Forgive my ignorance, the setup is truely unique in that I've never seen anything like it before.  How is this faster or more accurate than putting an indicator into the spindle and tramming the center hole? Won't you still have to do that before using the table?


----------



## arvidj (Jan 14, 2015)

Holescreek said:


> How is this faster or more accurate than putting an indicator into the spindle and tramming the center hole? Won't you still have to do that before using the table?



I don't have a great deal of experience in this area but will offer an opinion anyway.
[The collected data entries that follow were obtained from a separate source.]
PR #999, opened 2026-07-26
Re-arm Blizzard's cast bars, and stop killing them on release

dfrisone:
Logging in with EUI's cast bar already off left Blizzard's cast bar dead: events unregistered, frame sitting in its normal container, nothing able to bring it back short of a reload. Two causes, both pre-dating #991.

## The re-arm never re-armed anything

It called `SetUnit` with the unit the frame already held, and `CastingBarMixin:SetUnit` guards its entire body on `self.unit ~= unit`, so nothing was registered.

Forcing that guard open is not an option either — `SetUnit` runs `StopAnims` → `StopFinishAnims`, which iterates a table that cannot be accessed while tainted, so from addon execution it throws:

```
attempted to iterate a table that cannot be accessed while tainted (execution tainted by 'EllesmereUI')
[Blizzard_UIPanels_Game/Mainline/CastingBarFrame.lua]:722: in function 'StopFinishAnims'
[Blizzard_UIPanels_Game/Mainline/CastingBarFrame.lua]:119: in function 'SetUnit'
```

That guard is the only reason the original no-op call ever looked harmless.

The events are now registered directly, mirroring the set oUF's Castbar element restores when it disables — the one path that has ever actually re-armed these frames, and one that runs no Blizzard code. The pet bar is covered too: oUF silences it alongside the player's, and only that same `Disable` ever brought it back.

## Restore treated "not ours" as "someone else's"

`RestoreBlizzCastBarEvents` re-silenced any frame it did not own, which is what killed the bar here — the release re-registered the events on the way past and the restore tore them straight back down.

A foreign claim is now recorded explicitly when an `UnregisterAllEvents` lands outside a capture window, and only that re-silences. Registered-but-unclaimed means EUI's own bookkeeping lost track, and is left armed: a visible Blizzard cast bar is something the user can switch off, a dead one is not.

The `DisableBlizzard("player")` call on the hidden player-frame source is now wrapped in a capture window too. It unregisters PlayerFrame's cast bar child, so without the window EUI recorded its own silence as a third-party claim and would never hand the bar back.

Adds an opt-in trace behind `EllesmereUIDB._CBDEBUG`, persisted so it can be armed before a relog, which is when these decisions happen.

## Testing

Verified in-game, both directions:

- Standalone cast bar addon enabled → it keeps the frame, Blizzard's bar does not reappear next to it (#991's case still holds).
- EUI's cast bar disabled → Blizzard's cast bar comes back and casts normally.

## Note on #998

Independent of #998, but touches the same function. #998 fixes the release re-parenting into a hidden `PlayerFrame`; this fixes the event side. Both are needed for "release actually restores the bar" to be true. Whichever merges second may want a trivial rebase, since the changed hunks are adjacent.

### DIFF
--- a/EllesmereUI.lua
+++ b/EllesmereUI.lua
@@ -12549,13 +12549,27 @@ function EllesmereUI._BlizzCastBars()
     for i = 1, #bars do
         local bar = bars[i]
         -- An UnregisterAllEvents outside one of our own Capture/Restore windows
-        -- is another addon claiming the frame, so EUI drops its claim and stops
-        -- treating that silence as something it may undo.
+        -- is another addon claiming the frame: EUI drops its claim and records
+        -- the claim as foreign. "Foreign" is tracked separately from "not ours"
+        -- because those are very different states -- see RestoreBlizzCastBarEvents.
         hooksecurefunc(bar.frame, "UnregisterAllEvents", function()
-            if not EllesmereUI._blizzCastBarSnapshot then bar.owned = false end
+            if not EllesmereUI._blizzCastBarSnapshot then
+                bar.owned = false
+                bar.foreign = true
+                EllesmereUI._CastBarDbg("foreign claim", bar.unit)
+            end
         end)
     end
     return bars
+end
+
+-- Opt-in trace for cast bar ownership. Persisted in EllesmereUIDB so it can be
+-- armed before a relog, which is when the interesting decisions happen:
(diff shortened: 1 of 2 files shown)


dfrisone:
Folded into #998 so the cast bar release ships as one tested change. The event-side fix here only makes the behaviour correct together with #998's parent fix, and each was verified without the other -- merging them separately would have produced a combination nobody had run. Same commit, cherry-picked onto #998.

PR #1003, opened 2026-07-26
Fix Blizzard tracked buff bars reappearing over Tracked Buff Bars

dfrisone:
### Problem

Reported by @Fexe (8.5.8, Cooldown Manager): EUI Tracked Buff Bars work correctly, but a duplicate Blizzard tracking bar draws at the same time. Intermittent, mostly in combat, both in and out of instances, and not reproducible on demand.

### Cause

Tracked Buff Bars do not replace Blizzard's bars, they **mirror** them: `UpdateTrackedBuffBarTimers` reads min/max/value straight off Blizzard's Bar frames. So `BuffBarCooldownViewer` can never be `Hide()`n, a hidden viewer stops updating its children. `HideBlizzardCDM` instead set the viewer's alpha to 0 and parked it at -10000, 10000, once, with nothing re-asserting either half.

Both halves come undone in normal play:

- Blizzard's hide-when-inactive fade animates the viewer's alpha back to 1 whenever a tracked buff goes active. Animations bypass `SetAlpha`, so no hook can observe it. This is the same lesson already recorded in `CollectAndReanchor` for unclaimed CD/utility pool frames.
- Anything that re-applies the Edit Mode layout (a layout apply, `SaveLayouts`, a zone-in) re-anchors the viewer back to its saved position, undoing the park.

Once both have happened, the next buff proc in combat draws Blizzard's bars on top of ours. The tell is an asymmetry that was already in the file: unclaimed CD/utility pool frames get alpha + park **plus a `SetPoint` re-park hook**, while the bar viewer got the park with no hook.

### Fix

Route the secondary viewer's suppression through `ns.ParkSecondaryBuffViewer`, which re-asserts alpha and park and installs a `SetPoint` hook that re-parks whenever anything moves the viewer, the same protection the unclaimed pool frames already have.

The re-park is deferred by one frame on purpose: Blizzard re-anchors this viewer from inside its Edit Mode layout pass, which goes on to move protected systems, so re-parking inline would carry taint into the rest of that pass. The delay also coalesces `ClearAllPoints` + `SetPoint` bursts into a single park. A park blocked by combat lockdown is flushed on `PLAYER_REGEN_ENABLED` rather than dropped.

Two restore-path defects are fixed alongside, both of which a durable park would otherwise have made permanent:

- `RestoreBlizzardCDM` never restored the secondary viewer's alpha, so disabling the CDM module left Blizzard's tracked bars invisible.
- It restored `EnableMouse(true)` on a viewer whose Blizzard default is mouse-disabled, leaving an invisible click-catcher. `RestoreBlizzardBuffFrame` already guarded against exactly this.

### Diagnostics

Adds `/cdmbb`, which dumps the viewer's suppression state, alpha and anchor. While Tracked Buff Bars own the display it should read `suppressed=true`, `alpha=0.00` and a point at `(-10000, 10000)`.

### Testing

- `luac -p` clean.
- In-game: ran a normal dungeon with Tracked Buff Bars enabled, no duplicate Blizzard bar appeared.
- `/cdmbb` confirms the viewer stays parked and at alpha 0.

### Required Giphy
Funny Face Dog GIF

### DIFF
--- a/EllesmereUICooldownManager/EllesmereUICooldownManager.lua
+++ b/EllesmereUICooldownManager/EllesmereUICooldownManager.lua
@@ -3069,6 +3069,53 @@ end
 -------------------------------------------------------------------------------
 --  Hide / Restore Blizzard CDM
 -------------------------------------------------------------------------------
+
+-- Suppress the secondary buff-bar viewer (BuffBarCooldownViewer).
+--
+-- It is parked offscreen rather than Hidden because TBB mirrors min/max/value
+-- straight off Blizzard's Bar frames -- a hidden viewer stops updating them.
+-- The park, not the alpha, is what actually holds: Blizzard's hide-when-
+-- inactive fade animates the viewer's alpha back to 1 whenever a tracked buff
+-- goes active, through a path no hook can see (the same lesson as the
+-- unclaimed-frame park in CollectAndReanchor). So once anything re-anchors the
+-- viewer back to its Edit Mode position -- a layout apply, SaveLayouts, a
+-- zone-in -- the next buff proc in combat draws Blizzard's bars on top of ours.
+--
+-- The SetPoint hook makes the park self-healing, mirroring the one the
+-- unclaimed CD/utility pool frames already get.
+function ns.ParkSecondaryBuffViewer(frame)
+    if not frame then return end
+    local fc = FC(frame)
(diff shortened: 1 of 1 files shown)


EllesmereGaming:
that gif LMFAOOOOO

Issue #717, opened 2026-07-13
[BUG] Micro Menu vanish


TryAndErrorBen:
every 2nd pet battle my micromenu is vanishing

PR #1009, opened 2026-07-26
refresh to show micro_menu after pet_battle

bjyitu:
fixed micro_menu hidden after pet_battle


EllesmereGaming:
Thanks! Looks like a bug, but i'm not sure this actually fixes it, was this tested in game? is it maybe missing part of the fix in the PR? The hider registers a constant state, so `_onstate-vis` fires once and never again. When the pet battle UI hides the micro menu, nothing re-shows it. Pushing the driver again is the right idea, but `RefreshMicroMenuHider` bails early when nothing changed (if want == mmLastApplied then return end). 'hide' comes purely from the profile, which a pet battle doesn't change so this should return before re-registering anything, and I can't see how this fix actually works.

Also, is it Blizzard's micro menu that goes missing, or the EUI micromenu block on your data bar?

bjyitu:
After adding this modification, I no longer lose Blizzard's micro menu after entering and exiting pet battles. I'm not sure if it was because of reloading the interface multiple times that it succeeded.

In addition, I also found other users submitted similar questions in Issues. https://github.com/EllesmereGaming/EllesmereUI/issues/717#issue-4877930532

Issues screenshot:

Before entering the pet battle:
before

After exiting pet battle:
after

EllesmereGaming:
ok fix in with next patch ty!

PR #1025, opened 2026-07-27
fix(cdm): match active-state rules on trinkets after a logout

dfrisone:
## Problem

A custom Active State set on a trinket stopped working after a logout, and stayed dead
until the setting was opened again. Reported as a setting that would not persist, which
is how it was chased for a long time -- but the stored value was never lost.

## Cause

An icon can be named by two different tokens:

- `-itemID` in the settings store. `ResolveCustomActiveKey` maps a slot frame to the
  equipped item so each item tracks its own settings.
- `-13` / `-14` on the trinket slot frame itself.

Which one a RULE ends up with depends on whether `GetInventoryItemID` was readable when
rules were armed. **At login it is not.** The equipped-trinket skip in `FakeActive_Rearm`
never fires, so the rule is keyed `-itemID`, while the frame that renders moments later
carries `-13`. `ApplyRule` compares `fc.spellID` by raw equality, so nothing ever matched.

Nothing reconciled the two afterwards, so the rule sat armed against an icon that did not
exist for the rest of the session. Any settings touch forced a rebuild, which re-armed
with equipment present, produced the slot key, and it started working again -- hence
"I have to choose it again".

Captured live on an affected client:

```
rule3 key=-249339 src=-249339 dur=20 trigger=cast casts=[1260633] frames=0 <- no icon
```

The trigger resolved correctly. The rule simply addressed a key no icon carried. `src`
equal to the item key confirms it came from the main loop rather than the slot pass,
which only happens when the equipment lookup returned nil.

## Fix

Compare through a slot-key -> equipped-item-key map instead of raw equality. Resolving at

I think you are correct that you 'should' measure it after you have used one of the short cuts ... the 'measure twice, cut once' mantra. But I think it allows you to get much closer to "right" the very first time you do measure it, possibly not having to change anything at all.


----------



## zmotorsports (Jan 14, 2015)

I agree with confirming after setup.  I like the motto of trust but verify.  I trust my rotary table will be within a few thousands by using my adapter but then by throwing my test indicator on the quill and running it around the center hole I merely verified its accuracy or had to move it ever so slightly.  It is still much faster than setting up by test indicator alone in my opinion.

I have heard friends tell me that they hardly use their rotary table or hate to remove their vise from the mill table because of the time it takes to set them back up and dial back in.  I really don't understand that because after very little practice you can have a vise or rotary table dialed in rather quick.  I have just found the little trick I use helps me get there a bit faster.


----------



## Holescreek (Jan 14, 2015)

Again, I appologize for questioning a new (to me) method, but I get an occasional visitor to my shop that will wonder why I'm using an indicator to tram a rotary table in when all I gotta do is eyeball a steel rule for parallelism to the table.  



zmotorsports said:


> I agree with confirming after setup.  I like the motto of trust but verify.  I trust my rotary table will be within a few thousands by using my adapter but then by throwing my test indicator on the quill and running it around the center hole I merely verified its accuracy or had to move it ever so slightly.  It is still much faster than setting up by test indicator alone in my opinion.
> 
> I have heard friends tell me that they hardly use their rotary table or hate to remove their vise from the mill table because of the time it takes to set them back up and dial back in.  I really don't understand that because after very little practice you can have a vise or rotary table dialed in rather quick.  I have just found the little trick I use helps me get there a bit faster.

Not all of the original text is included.